Surgical treatment of metachronous second primary lung cancer.

Ann Thorac Surg

Department of Thoracic Surgery, Shanghai Pulmonary Hospital, Tongji University School of Medicine, Shanghai, China. Electronic address:

Published: October 2014

Background: Many studies have demonstrated that patients with metachronous second primary lung cancer (MSPLC) benefit from surgery. Owing to the lack of uniform criteria and prospective randomized trials, the extent of resection remains controversial, and prognostic factors are still not fully clear. The present study aimed to assess surgical treatment of MSPLC and identify prognostic factors of outcome.

Methods: This retrospective analysis included 143 patients who underwent surgical resection of MSPLC in our department from January 2006 to December 2011. Predictors of postoperative complications were analyzed with the binary logistic regression method. Survival was analyzed with Kaplan-Meier and Cox regression methods.
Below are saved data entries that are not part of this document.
PR #485, opened 2023-09-22
Configurable servers

Zeitsperre:
## Overview

FYI @fmigneault 

Changes:

* Allow for configurable GeoServer
* Remove mentions of flyingpigeon in docs

## Additional Information

- https://github.com/bird-house/birdhouse-deploy/issues/14

## Additional Information (2025-08)

The Dockerfile `CMD` now formats arguments by using shell overrides. This makes it possible to make use of `RAVEN_BIND_HOST` and `RAVEN_BIND_PORT`. It would be helpful if I could get confirmation that this is desired (versus something like `RAVEN_BIND_ADDRESS`, including both `host:port`).

Whatever we choose to employ, it should be coordinated and cover the scope of the active Birdhouse services at the same time. The other features (like having a more configurable GeoServer URL: `RAVEN_GEOSERVER_URL`) are useful/valuable to have.

Once this is released and added to Birdhouse-deploy, deployments will no longer need the `GEO_URL` variable (replaced by `RAVENPY_GEOSERVER_URL` and `RAVEN_GEOSERVER_URL`).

Results: Operative mortality was 1.4%, and the complication rate was 34.3%. Age more than 70 years was an independent risk factor for postoperative complications. The overall 5-year survival after resection of MSPLC was 54.5%. TNM stage II or higher (p = 0.025), 20 or more pack-years of smoking (p = 0.037), and tumor size greater than 2 cm (p = 0.033) were independent negative prognostic factors for survival. For stage I disease, completion pneumonectomy had a lower 5-year survival rate than others, 44.8% and 65.9, respectively (p = 0.039); lobectomy and sublobar resection have a 5-year survival of 77.1% and 56.7%, respectively (p = 0.203).

Conclusions: Surgical treatment of MSPLC is safe and effective. TNM stage I, tumor size 2 cm or less, or less than 20 pack-years smoking are predictors of improved survival. Sublobar resection is acceptable. For stage I disease, lobectomy tends to be associated with better survival than sublobar resection, although the difference is not significant, and completion pneumonectomy is not recommended. Long-term follow-up is necessary even after curative resection of lung cancer.